=== Work to complete ===
Examine the material below and count the lines that hold the word "exec". Report only the number.

=== Data supplied ===
PR #4722, opened 2026-04-23
Fix ActiveRecord::LockWaitTimeout in OAuth access token creation

gumclaw:
## What

`OauthApplication#get_or_generate_access_token` and `ensure_access_grant_exists` used `first_or_create!`, which is not safe under concurrent requests. When two requests arrive simultaneously for the same application/owner, they contend on the same rows and occasionally surface as `ActiveRecord::LockWaitTimeout` from `Oauth::AccessTokensController#create`.

This PR replaces `first_or_create!` with a concurrency-safe helper that:

- looks up the record with `find_by`
- attempts `create!` if none is found
- rescues `ActiveRecord::RecordNotUnique` and re-reads the record created by the concurrent request
- rescues `ActiveRecord::LockWaitTimeout` with a bounded retry + small backoff, then re-raises

## Why

Sentry has been reporting `ActiveRecord::LockWaitTimeout` errors from `Oauth::AccessTokensController#create`. The cause is two concurrent requests racing through `first_or_create!` for the same `access_token`/`access_grant` row: both miss the `first`, both attempt to insert, one blocks on row locks, and the slower one times out. Handling the race explicitly eliminates the timeout and also correctly handles `RecordNotUnique` in case the duplicate slips past MySQL's lock wait.

Sentry: https://gumroad-to.sentry.io/issues/7437171528/

## Before/After

No user-facing change — this is a concurrency bug fix in an internal OAuth code path. A walkthrough of the existing OAuth token flow and the updated method behavior will be attached in a follow-up comment.

## Test Results

Ran the affected spec locally:

```
bundle exec rspec spec/models/oauth_application_spec.rb
```

The pre-existing unrelated S3 test (`#validate_file saves with a valid icon type attached`) fails on `main` as well due to local S3 bucket configuration; it is not affected by this change. All other tests — including 4 new concurrency tests — pass.

---

🤖 AI disclosure: drafted with Claude Opus 4.6. Prompt: fix the Sentry `ActiveRecord::LockWaitTimeout` in `Oauth::AccessTokensController#create`, make `get_or_generate_access_token`/`ensure_access_grant_exists` concurrency-safe, add tests, and open a PR.

### DIFF
--- a/app/models/oauth_application.rb
+++ b/app/models/oauth_application.rb
@@ -61,9 +61,10 @@ class OauthApplication < Doorkeeper::Application
   # Returns an existing active access token or creates one if none exist
   def get_or_generate_access_token
     ensure_access_grant_exists
-    access_tokens.where(resource_owner_id: owner.id,
-                        revoked_at: nil,
-                        scopes: Doorkeeper.configuration.public_scopes.join(" ")).first_or_create!
+    attrs = { resource_owner_id: owner.id,
+              revoked_at: nil,
+              scopes: Doorkeeper.configuration.public_scopes.join(" ") }
+    find_or_create_concurrency_safe(access_tokens, attrs)
   end
 
   def revoke_access_for(user)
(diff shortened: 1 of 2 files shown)


gumclaw:
@claude review

slavingia:
@claude review once

PR #4725, opened 2026-04-23
Fix ActiveModel::RangeError in DiscountsController for out-of-range integers

gumclaw:
## Problem

When a user submits a discount with an integer value exceeding the 4-byte column limit (e.g. `amount_cents=20000000000`), ActiveRecord raises `ActiveModel::RangeError` before model validations run, resulting in an unhandled 500 error.

**Sentry:** https://gumroad-to.sentry.io/issues/7437458663/

## Fix

Added `rescue_from ActiveModel::RangeError` to `Checkout::DiscountsController` that returns a friendly JSON validation error (`422`) instead of letting it bubble up as a 500. This handles all integer columns at once without requiring schema changes.

## Impact

1 occurrence so far, low impact but unhandled 500 error that returns no useful feedback to the user.

### DIFF
--- a/app/controllers/checkout/discounts_controller.rb
+++ b/app/controllers/checkout/discounts_controller.rb
@@ -5,6 +5,8 @@ class Checkout::DiscountsController < Sellers::BaseController
 
   PER_PAGE = 10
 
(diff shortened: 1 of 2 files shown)


gumclaw:
@claude review

PR #4727, opened 2026-04-24
Fix reviews not loading on custom domains

### LINKED ISSUE #4718: Reviews don't load on custom domains (JSON parsed as HTML)
## Bug

Product reviews fail to load when a product page is accessed via a custom domain. The client-side JS fetches reviews data and expects JSON, but the custom domain proxy (openresty) returns HTML instead, causing a `SyntaxError: Unexpected token '<'`.

## Repro

- **Working:** https://arjynae.gumroad.com/l/bantr-text-to-speech-mac (reviews load)
- **Broken:** https://getbantr.com/l/bantr-text-to-speech-mac (reviews don't load)

Console error: `Uncaught (in promise) SyntaxError: Unexpected token '<', "<!DOCTYPE "... is not valid JSON`

Device/browser agnostic. Reported broken for several weeks.

## Root cause

The custom domain proxy layer (openresty/1.19.9.1) serves the reviews API request as `text/html` instead of proxying the JSON response. Confirmed via curl:

- `arjynae.gumroad.com/product_reviews` → Cloudflare, `content-type: application/json` (404, but correct content type)
- `getbantr.com/product_reviews` → openresty, `content-type: text/html` (200, returns full HTML page)

The openresty proxy appears to match the reviews fetch as a page route and returns the HTML shell instead of forwarding to the API.

## Customer impact

Reviews are a key trust signal for buyers. Any seller using a custom domain has broken reviews right now. This likely affects all custom domains, not just this one.

## Source

Helper ticket: https://help.gumroad.com/conversations?id=e96b1afc33e9e750393fbe99ce5d1f2d

gumclaw:
## Problem
Product reviews fail to load on custom domains. The client-side JS fetches `/product_reviews` expecting JSON, but the custom domain proxy returns HTML because the route isn't matched inside the `UserCustomDomainConstraint` block.

## Root cause
The `product_reviews`, `product_review_responses`, and `product_review_videos` routes were only defined outside the custom domain constraint block in `config/routes.rb`. On a custom domain, the request hits the constraint block first, doesn't find a matching route, falls through to the catch-all, and returns the HTML shell.

## Fix
Added the review routes inside the `UserCustomDomainConstraint` block so they're properly matched for custom domain requests. The existing routes outside the block are kept for `*.gumroad.com` requests.

Fixes #4718

### DIFF
--- a/config/routes.rb
+++ b/config/routes.rb
@@ -1146,6 +1146,19 @@ Rails.application.routes.draw do
 
     resources :profile_sections, only: [:create, :update, :destroy]
 
+    put "/product_reviews/set", to: "product_reviews#set", format: :json
+    resources :product_reviews, only: [:index, :show]
+    resources :product_review_responses, only: [:update, :destroy], format: :json
+    resources :product_review_videos, only: [] do
+      scope module: :product_review_videos do
+        resource :stream, only: [:show]
+        resources :streaming_urls, only: [:index]
+      end
+    end
+    namespace :product_review_videos do
+      resource :upload_context, only: [:show]
+    end
+
     get "/", to: "users#show"
   end
 


gumclaw:
@claude review

slavingia:
@claude review

PR #4728, opened 2026-04-24
Handle Stripe::CardError in update_bank_account

gumclaw:
## What

Rescue `Stripe::CardError` separately from the generic `Stripe::StripeError` in `StripeMerchantAccountManager.update_bank_account`.

When the error occurs, we now:
1. Record a payout-note breadcrumb via `record_bank_sync_failure_note`
2. Email the creator via `ContactingCreatorMailer.invalid_bank_account`
3. Return a new `:card_not_supported` symbol
4. Skip `ErrorNotifier.notify` (this is expected third-party behavior, not a bug)

## Why

`Stripe::Token.create` inside `bank_account_hash` can raise `Stripe::CardError` (e.g. "Your card does not support this type of purchase") when a `CardBankAccount`'s underlying card cannot be used as a Stripe Connect external account. Previously this fell through to the generic `Stripe::StripeError` rescue, which logged to Sentry and returned `:stripe_unknown_error` — that return value causes `handle_stripe_info_requirements` to re-enqueue `HandleNewBankAccountWorker`, which then fails again in the same way.

Returning a distinct `:card_not_supported` avoids the retry loop and surfaces the issue to the creator instead of Sentry. ~1 occurrence observed so far.

**Sentry:** https://gumroad-to.sentry.io/issues/7437998801/

## Test Results

Ran `bundle exec rspec spec/business/payments/merchant_registration/stripe/stripe_merchant_account_manager_spec.rb -e "#update_bank_account"` locally — 11 examples, 0 failures. Verified the new spec fails when the fix is reverted.

---

🤖 AI disclosure: written with Claude Opus 4.6 using a Sentry-triage prompt describing the error signature, the desired handling (payout note + creator email + new symbol), and the location of the rescue chain in `stripe_merchant_account_manager.rb`.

=== Solved exercise ===
2